Q: How did you go about conducting research for Nineteen Minutes? Given the heart-wrenching and emotional topic of the book, in what ways was the research process more challenging than for your previous novels?
A: This book was very hard to research. I actually began through my longtime legal research helper, who had a colleague who had worked in the FBI and put me in touch with the Jefferson County Sheriff's Office--the people who investigated the Columbine shootings. I spoke with them, and they sent me DVDs and material that had never been made available to the public, which helped a bit to get into the mind-set of the shooters. The next contact I made was with a woman who served as a grief counselor to the families who lost children at Columbine. However, I really wanted to talk to a school shooting survivor . . . and yet I didn't want to cause anyone undue pain by bringing up what will always be a difficult subject.

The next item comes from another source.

PR #3905, opened 2023-08-18
[C-2969] Fix related artist images not loading

amendelsohn:
### Description

Since audius-query adds items to cache, we need to perform the same processing we do at other cache ingress points. Here, we were missing the `getUserImages` in `reformatUser` which sets the `_profile_picture_sizes` field in the UserMetadata.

I was actually in Minneapolis, doing a reading, when the Red Lake shootings occurred. It was the most surreal feeling: there I was in a hotel, writing a scene in the book, and on the TV next to me was a reporter saying exactly what I was typing into my fiction. I went to the bookstore event that night and was telling folks about the way my two worlds had collided . . . and a woman came up to me afterward. She knew someone who'd survived the Rocori shootings in Minnesota and was willing to put me in touch with her. Through that connection, I spoke with not only two teachers who shared with me their story of the shooting . . . but also a young man whose friend died that day. It was his commentary that shook me the most--as a writer and a parent--and that became the most important research I did for this book.